▸ **What is needed**
Of the lines below, write out exactly those from the line with "Fix webpack transforms" through the line with "const directoriesToTransform = [path.join(__dirname, 'src')];", both included, and skip the rest.

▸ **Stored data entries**
BEGIN

Issue #689, opened 2019-01-16
library imports fail when auspice is locally (not globall) installed


jameshadfield:
Webpack should allow library imports which are part of

jameshadfield:
How do you guarantee you're getting the same version (e.g. of `react`) used inside auspice?

tsibley:
If the customized build doesn't declare a dep on `react` itself but relies on the transitive dependency through `auspice`, then it will use the same version. This is currently what's going on in nextstrain/nextstrain.org#27 where I tried out this change. The benefits are that the version of Auspice the customizations rely on is declared as a normal dep and building the customizations doesn't have to overwrite the global Auspice install every single time.

jameshadfield:
Cool 😄 

Some things for us to double check:

* what happens if there are multiple declared dependencies which themselves declare `react`. E.g. in nextstrain.org, both gatsby and auspice will install (different) copies of react.

* What happens if there's a declared dependency on react? Does auspice still import the correct version?

* Does the customisation code work if you are using a global auspice install or running auspice from outside that directory (e.g. developing auspice and running the customisations of nextstrain.org)?

tsibley:
Currently the static site's deps are self-contained since it has its own package.json. The version of React that Gatsby wants should not affect the version Auspice wants. It we assimilate the static site's deps into the top-level package.json, then [install order comes into play](https://npm.github.io/how-npm-works-docs/npm3/how-npm3-works.html). From a clean-slate install, Auspice will determine the top-level version of React¹ and any conflicting version of React required by Gatsby will be nested under Gatsby itself. The customizations will continue to see Auspice's version. Clean-slate installs are handy for reproducible builds, and can be performed using [`npm ci`](https://docs.npmjs.com/cli/ci.html) to install deps instead of `npm install`.

If we declare a top-level dep on React, then it should be compatible with Auspice's required version. If it is not, then Auspice's version will get nested underneath it and I believe (but am not certain) that the customizations will end up with a different version. We could test this case if we're worried about, but I don't think we need to be.

The customizations should still work when manually built using a global Auspice install to do `auspice build` or `auspice develop`. They did when I used `develop` a few times last week.

¹ Because by happy happenstance, Auspice is early in an alphabetical ordering.

eharkins:
[...]

PR #830, opened 2019-11-27
Fix webpack transforms for different install methods

jameshadfield:
The directory structure of npm dependencies is different
depending on whether auspice is installed from source, a
global npm install or a project's dependency. E.g. for webpack
to process the `font-awesome` dependency, then:
Global install & from source: `${__dirname}/node_modules/font-awesome`
Project dependency:              `${__dirname}/../font-awesome`

This bug comes from #826 which specified the first of the above
two scenarios.

Tested with projects using auspice (incl client-side customisations)
via global npm auspice install, auspice as a npm dependency and  auspice via `npm link <path>`

Note that this PR implements a short-term solution. In general, there are a a lot of
complex issues related to `npm` and using auspice to build custom bundles, including
but not limited to #689. I plan to write up a detailed issue for these shortly.

### DIFF
--- a/webpack.config.js
+++ b/webpack.config.js
@@ -14,6 +14,22 @@ const generateConfig = ({extensionPath, devMode=false, customOutputPath, analyze
   /* which directories should be parsed by babel and other loaders? */
   const directoriesToTransform = [path.join(__dirname, 'src')];
 
+  /* which font modules need to be able to be loaded by auspice? */
+  const fontModules = ["font-awesome", "leaflet", "typeface-lato"];
+  /* note that the directory structure is different depending on whether auspice
+  is installed from source, a global npm install or a project's dependency. E.g.
+  Global install & from source: `${__dirname}/node_modules/font-awesome`
+  Project dependency:           `${__dirname}/../font-awesome`
+  This implementation is a short-term solution and should be improved */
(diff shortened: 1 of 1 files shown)


tsibley:
@jameshadfield I think a simpler solution to this is to remove the `include` condition for `file-loader` all together:

```diff
diff --git a/webpack.config.js b/webpack.config.js
index 8c34bdf3..50b8b2de 100644
--- a/webpack.config.js
+++ b/webpack.config.js
@@ -118,13 +118,7 @@ const generateConfig = ({extensionPath, devMode=false, customOutputPath, analyze
         },
         {
           test: /\.(gif|png|jpe?g|svg|woff2?|eot|otf|ttf)$/i,
-          use: "file-loader",
-          include: [
-            ...directoriesToTransform,
-            path.join(__dirname, 'node_modules/font-awesome'),
-            path.join(__dirname, 'node_modules/leaflet'),
-            path.join(__dirname, 'node_modules/typeface-lato')
-          ]
+          use: "file-loader"
         }
       ]
     }
```

Not entirely sure why the `include` was there in the first place, but by removing it, I believe this lets the `file-loader` process any import which matches the `test`, not just those within the listed dirs. This seems like fine behaviour.

jameshadfield:
Thanks @tsibley!

PR #831, opened 2019-11-27
Implementing Custom Clade Labels for Zoom!

emmahodcroft:
This branch is 1 commit behind master ( it's parallel to [this commit](https://github.com/nextstrain/auspice/commit/32b2688c1ca56b17ffd3ae96c57a8fead2756653)) , as the latest merge commit (#826) breaks Auspice for me...

This PR is to create a way to have custom 'clade' labels in Auspice that can be used to zoom. It's already possible in the V2 JSON format to specify multiple `labels` for a branch under `branch_attrs`. Currently these are commonly used to specify `clade`, which gives the clade designations from `augur clade`, and `aa` which gives the AA mut labels. 

At the moment, Auspice only recognises `clade` for the purposes of changing the URL and thus only things labelled by `clade` can be specified for zooming via URL (and thus in narratives!).

This PR changes the functionality so that any "'label' 'selected'" pair can be used to identify nodes, change the URL, and thus be zoomed. 
This generally works by, instead of passing and expecting things like `clade=A2`, passing and expecting `clade={label: "clade", selected: "A2"}`
This allows the user to use whatever combination of branch labels they like. 

----

At the moment in this PR Auspice will only detect a branch as having a possible label (and thus able to go into the URL) if it **only** has _one_ branch label. And, it does not count or consider the `aa` labels (they look really ugly in the URL and I also think this isn't their purpose, so I disregard them). 

However, you can always manually change the URL to zoom to any branch, with any number of labels - they'll all end up in the same place. (There's no restriction on this end.)

This _could_ be changed to be allowed for branches with 2 labels -- we'd just have to pick one to put in the URL when the user clicks! Unsure what behaviour we want - feedback appreciated! It might be better to have 'something' than inexplicably be unable to specify a label you can see on a branch as a zoom point...?

---

One of the coolest things about this feature (I think) is that you can now have 'invisible zoom'. As in, you can zoom in to clusters that have been labelled via something other than `clade`, without having to clutter up the tree view by actually adding more text (via `clade`). You can of course also change the branch labels to show the other views, but you can have any branch label (or none) visible, and the zoom will still work for any of them.
_(This is actually what inspired me to do this - I really would like to send some more zoomed in views to collaborators, but I don't want to confuse them/clutter the tree by adding more clade annotations that aren't really clades.)_

---

I haven't tested this extensively with V1 to ensure it works fine - it should, but would be worth someone checking.
Would also benefit from some extra general testing. You can easily add extra labels to existing V2 JSONS by adding fields under "branch_attrs" "labels" in the format ex: "cluster": "African" etc. 
Would also appreciate extra eyes on the code to ensure I'm not doing things super-inefficiently :)

There's a little bit of existing debug to clean up once we are happy with the code.

**The next step** for this direction would be to update `augur clades` and `augur export` so that we can specify the clade 'name' (defaulting to 'clade' to preserve exact functionality with existing builds) and export these straight into the JSON. I don't expect this to be too difficult - but might wait until after `v6` release for everyone's sanity!  (Unless there's a strong preference otherwise.) I'd be happy to label a few things manually to zoom via URL until then :D

### DIFF
--- a/src/actions/recomputeReduxState.js
+++ b/src/actions/recomputeReduxState.js
@@ -445,7 +445,7 @@ const modifyTreeStateVisAndBranchThickness = (oldState, tipSelected, cladeSelect
     oldState.selectedStrain = tipSelected;
   }
   if (cladeSelected) {
-    const cladeSelectedIdx = cladeSelected === 'root' ? 0 : getIdxMatchingLabel(oldState.nodes, "clade", cladeSelected);
+    const cladeSelectedIdx = cladeSelected === 'root' ? 0 : getIdxMatchingLabel(oldState.nodes, cladeSelected["label"], cladeSelected["selected"]);
     oldState.selectedClade = cladeSelected;
     newIdxRoot = applyInViewNodesToTree(cladeSelectedIdx, oldState); // tipSelectedIdx, oldState);
   }
@@ -630,6 +630,18 @@ export const createStateFromQueryOrJSONs = ({
     controls.colorByConfidence = doesColorByHaveConfidence(controls, controls.colorBy);
     tree.nodeColorsVersion = colorScale.version;
     tree.nodeColors = nodeColors;
+  }
+
+  // 'clade' zoom could now be under any label - check for first available query key that
+  // matches available branch labels, and convert it to be 'query.clade'
+  // This currently leaves any other 'clade zoom' requests in the URL dangling - they do nothing but remain
+  // Don't know if there's a better way to handle this?
+  const queryKeys = Object.keys(query);
+  for (const possibleClade of queryKeys) {
+    if (tree.availableBranchLabels.includes(possibleClade)) {
+      query.clade = {label: possibleClade, selected: query[possibleClade]};
+      break;
+    }
   }
 
   if (query.clade) {
--- a/src/actions/tree.js
+++ b/src/actions/tree.js
@@ -77,6 +77,13 @@ export const updateVisibleTipsAndBranchThicknesses = (
 ) => {
   return (dispatch, getState) => {
     const { tree, treeToo, controls, frequencies } = getState();
+    console.log("tree.selectedClade", tree.selectedClade);
+    // If going back to root or to unlabelled branch from 'custom' label branch, need to 
+    // expliticly set that 'label' to undefined, so it gets deleted from URL!
+    if (tree.selectedClade && !cladeSelected) {
+      cladeSelected = tree.selectedClade;
+      cladeSelected["selected"] = undefined;
+    }
     if (root[0] === undefined && !cladeSelected && tree.selectedClade) {
       /* if not resetting tree to root, maintain previous selectedClade if one exists */
       cladeSelected = tree.selectedClade;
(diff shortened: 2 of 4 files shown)


jameshadfield:
Really cool @emmahodcroft -- Alli & I struggled with exactly this in the DRC & ended up annotating trees with a whole lot of arbitrary clades in order to zoom to them in narratives. This will be a _massive_ improvement.

In terms of the overall concept, there are some things I think we should change / work out.

1. The current special treatment of the label `clade` is understandable but regrettable. It currently is set as the default to be displayed (this isn't too bad, we can add a `display_default` to modify this) and gets a URL query key of it's own (`clade`) which isn't great. I think it'd be better for the "zoom branch" to get a URL key of its own where a label is available. E.g. if a node has `myLabel: "myValue"` then you'd have `?label=myLabel:myValue` (or similar - key name & separator up for grabs), rather than `?myLabel=myValue`. This avoids issues where a label name clashes with another query key.  For labels called `clade` this would now become be `?label=clade:A1b/137F`; we could use `?clade=clade:A1b/137F` but this seems overly confusing.

2. We currently don't put anything in the URL for "hidden" states -- i.e. everything in the URL currently reflects something you can see. This would change this, by setting non-selected (and unseen) labels as URL query parameters. I think it's probably OK to make an exception here.

3. AA labels. While these currently look poor in the URL, we could use these with some modifications. E.g. an AA label of `NS3: T215A; NS4B: H15Q` currently goes to `?aa=NS3%3A T215A%3B NS4B%3A H15Q` (!) but by modifying [this code](https://github.com/nextstrain/auspice/blob/master/src/middleware/changeURL.js#L177) I think we can make it look close to the label string, although spaces aren't allowed. (This is how we get `?clade=A1b/137F` looking like it does rather than `?clade:A1b%2F137F`; technically, this seems not to be a valid URL but it's been working for a long time.)

4. What to do about multiple labels? Labels already have an ordering, in that they appear in the dropdown in a certain order (although how it's actually set & parsed might be a bit ad-hoc). If a node has multiple labels it seems sensible to use the first.

5. What to do about multiple labels with the same value in a tree? There are lots of situations where this will happen. Can't think of a good solution here at the moment.

emmahodcroft:
Thank you for these thoughts James - they are good! I will have to put this aside for a few days but hope to get back to it soon.

Just one quick though - my other hesitation with the AA labels being allowed in the URL is that in many trees, almost every node has one. This means that when clicking around the tree you will always have a rather hefty URL at the top, possibly distracting from the other URL things, which you might care more about (at the moment, it's all quite beautifully clear in the URL, which is kinda nice).

It also seems like these labels might be even more tenuous than clade labels when it comes to new data/re-runs - you can guard against this kind of thing _usually_ fairly easily in `clades` by giving enough mutations that it resists a few re-runs - but if you're zooming to a clade with 1 AA mutation, this seems like it could really jump around your tree. And, as you say, there could be multiple of them (without being able to specify in any way that the user should try to guard against this, which we could do in `clades`).

jameshadfield:
Closing as superseded by https://github.com/nextstrain/auspice/pull/861

PR #834, opened 2019-12-11
Footer text from dataset JSON

### LINKED ISSUE #707: Allow footer text to derive from meta.json

joverlee521:
This PR closes #707 

Uses `meta.description` from the dataset JSON as the footer text, if available. If not provided, then it will fall back to the hard-coded footer text. 

[marked](https://github.com/markedjs/marked) is used to convert Markdown to HTML. 
[DOMPurify](https://github.com/cure53/DOMPurify) is used to sanitized the generated HTML. It is very customizable, and I'm currently using a very explicit approach by listing all the tags and attributes that we allow.


jameshadfield:
Nice, thanks @joverlee521 -- if you're going to leave the hardcoded footers there could you move them to a separate file & match them to only nextstrain.org pages (this is https://github.com/nextstrain/auspice/commit/b894bac3a0d732874c5b798c4e89c5f1d9de2f69#commitcomment-36388052).

Could you provide some JSONs to test this out on? (Or branches of certain augur builds which generate these).

I won't comment on the sanitizer settings as I believe you and Tom have discussed this.

cli/server/convertJsonSchemas.js
```diff
@@ -237,6 +237,10 @@ const setMiscMetaProperties = (v2, meta) => {
       v2.geo_resolutions.push({key, demes: prettyDemes});
     }
   }
+  // FOOTER DESCRIPTION
```
jameshadfield: Since we are deliberately not making this part of v1 JSONs (i.e. meta + tree JSONs) I don't think this is necessary.

joverlee521:
> Could you provide some JSONs to test this out on? (Or branches of certain augur builds which generate these).

I've made a [PR](https://github.com/nextstrain/augur/pull/) in augur that completes the flow. You should be able to test with any build using the new `--description` option.

jameshadfield:
> I've made a PR in augur that completes the flow. You should be able to test with any build using the new --description option.

Just about -- could you convert the hardcoded footers into suitable markdown files in their various repos (at least, the ones which we are in charge of). This will complete the flow and allow some good testing 😄

joverlee521:
> > I've made a PR in augur that completes the flow. You should be able to test with any build using the new --description option.
> 
> Just about -- could you convert the hardcoded footers into suitable markdown files in their various repos (at least, the ones which we are in charge of). This will complete the flow and allow some good testing 😄

Yup, in the process of writing the Markdown files. So far I've only done it for [seasonal-flu](https://github.com/nextstrain/seasonal-flu/tree/test-footer).

jameshadfield:
Using a test-build within auspice (https://github.com/nextstrain/augur/commit/fa98bb2b04b04107ddb029182c331a77f1ff6be7) this PR works as expected and correctly strips out `<script>` tags. 

---

Regarding the two questions in https://github.com/nextstrain/auspice/issues/707#issuecomment-564711082:

> I believe the link would have to be in raw HTML within the Markdown to allow links to open in new tabs.

This doesn't work (see example above) & I'm not in favor of making all links open in new tabs. Happy to leave it as is. 

> unsure about how styling can be done without raw HTML within Markdown.

The current solution allows this which I think is a good solution.

---

As we talked about yesterday, the styling for the footer isn't great for headers as there were none in the hard-coded footers. Please wrap the footer in a styled component to make the headings thinner & smaller. If you implement this then minor stylistic changes can easily be added by others later.

image

tsibley:
@jameshadfield 

> if you're going to leave the hardcoded footers there could you move them to a separate file & match them to only nextstrain.org pages (this is [b894bac#commitcomment-36388052](https://github.com/nextstrain/auspice/commit/b894bac3a0d732874c5b798c4e89c5f1d9de2f69#commitcomment-36388052)).

Why leave these in Auspice and match them to only nextstrain.org pages instead of moving the hardcoded descriptions into nextstrain.org itself? That leaves Auspice clean.

jameshadfield:
I've thought about this and decided that I don't care. @joverlee521 please make sure that if you decide to implement a solution in the nextstrain.org repo that it works with streaming (https://github.com/nextstrain/nextstrain.org/pull/47 which I plan to implement this week). I don't know how to do this, but I'm assuming that it's possible.

joverlee521:
@jameshadfield Update: @tsibley agrees to keep the hard-coded text in Auspice. It _is_ possible to inject into the stream, but way more work than it's worth. 

I'll move the hard-coded text to a separate file within Auspice so we can delete them easily in the future when we want.

src/components/framework/footer.js
```diff
@@ -1,251 +1,135 @@
...
+      // Find nodes that contain images and add imageContainer class to update styling
+      if (([...node.childNodes].filter((child) => child.localName === 'img')).length > 0) {
+        node.className += ' imageContainer';
+      }
+    });
+
+    const sanitizer = dompurify.sanitize;
+    const sanitizerConfig = {
+      ALLOWED_TAGS: ['div', 'h1', 'h2', 'h3', 'h4', 'h5', 'h6', 'p', 'em', 'strong', 'del', 'ol', 'ul', 'li', 'a', 'img', '#text'],
+      ALLOWED_ATTR: ['style', 'href', 'src', 'width', 'height', 'alt'],
```
tsibley: Note that allowing `style` will allow clickjacking. Is it absolutely necessary, especially considering images are now put into an `.imageContainer`?

joverlee521: Ah, right. I will remove it. I guess if people really want to customize their footer image styling, then they can change the styling within Auspice rather than the Markdown file.

joverlee521:
Thanks for catching that bug @trvrb! 
One question about code, do we want to include syntax highlighting? There is a [library](https://www.npmjs.com/package/highlight.js) to use for it if we want to include it.

tsibley:
> One question about code, do we want to include syntax highlighting?

This seems unnecessary to me.

trvrb:
Yes. Seems unnecessary to have syntax highlighting.

trvrb:
I just wanted to add that I like current behavior of injecting "This work is made possible by the open sharing of genetic data..." (https://github.com/nextstrain/auspice/pull/834/files#diff-2247b10275f828893a0c9035f6805927R172) to all nextstrain.org pages that lack `metadata.description`. This keeps us from needing to add `description.md` for pages like https://github.com/nextstrain/dengue.

PR #840, opened 2020-01-03
info-panel: round floating point numbers in info panels to 4 signific…

rneher:
…ant digits. This will change the info panels from this 

image

to this
tmp1

The >10 significant digit accuracy doesn't reflect reality and makes the panel hard to read. I am not sure there might be circumstances where we want to see floating point numbers at higher accuracy though.


jameshadfield:
👍 much better!

PR #841, opened 2020-01-04
Fix back button breaks

### LINKED ISSUE #815: Page history broken during navigation
There's some weird behaviour with Auspice modifying page history such that the back button breaks. For example, go to https://nextstrain.org/staging, observe you get a list of staging datasets and no 404 message, click a dataset, click the back button. You end up with a 404 message and a list of "live" datasets, instead of where you were (but the URL is intact). This manifests with other pages as well. I suspect this is because Auspice is being too greedy about what it considers a dataset for display.

Discussion about this started here: https://bedfordlab.slack.com/archives/C116R9PR7/p1568322725029100

joverlee521:
This PR closes #815.

Use existing function `chooseDisplayComponentFromURL` to determine what to set as the `displayComponent` instead of hard coding to "datasetLoader". 

This function includes known urls that are hardcoded to display the Auspice splash page and I've added "group" to this list.

### DIFF
--- a/src/actions/navigation.js
+++ b/src/actions/navigation.js
@@ -12,11 +12,9 @@ export const chooseDisplayComponentFromURL = (url) => {
   if (
     !parts.length ||
     (parts.length === 1 && parts[0] === "") ||
-    (parts.length === 1 && parts[0] === "local") ||
     (parts.length === 1 && parts[0] === "staging") ||
     (parts.length === 1 && parts[0] === "community") ||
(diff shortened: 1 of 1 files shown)


jameshadfield:
Thanks @joverlee521, really great to have this bug fixed 🎉 😄 👍 

I've added a commit to remove the logic surrounding pathnames starting with "local" which haven't been used in a long time. 

In the long run this logic (which is largely specific to nextstrain.org) shouldn't be in the auspice codebase, but this fix is a big improvement.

END

▸ **Answer space**
Fix webpack transforms for different install methods

jameshadfield:
The directory structure of npm dependencies is different
depending on whether auspice is installed from source, a
global npm install or a project's dependency. E.g. for webpack
to process the `font-awesome` dependency, then:
Global install & from source: `${__dirname}/node_modules/font-awesome`
Project dependency:              `${__dirname}/../font-awesome`

This bug comes from #826 which specified the first of the above
two scenarios.

Tested with projects using auspice (incl client-side customisations)
via global npm auspice install, auspice as a npm dependency and  auspice via `npm link <path>`

Note that this PR implements a short-term solution. In general, there are a a lot of
complex issues related to `npm` and using auspice to build custom bundles, including
but not limited to #689. I plan to write up a detailed issue for these shortly.

### DIFF
--- a/webpack.config.js
+++ b/webpack.config.js
@@ -14,6 +14,22 @@ const generateConfig = ({extensionPath, devMode=false, customOutputPath, analyze
   /* which directories should be parsed by babel and other loaders? */
   const directoriesToTransform = [path.join(__dirname, 'src')];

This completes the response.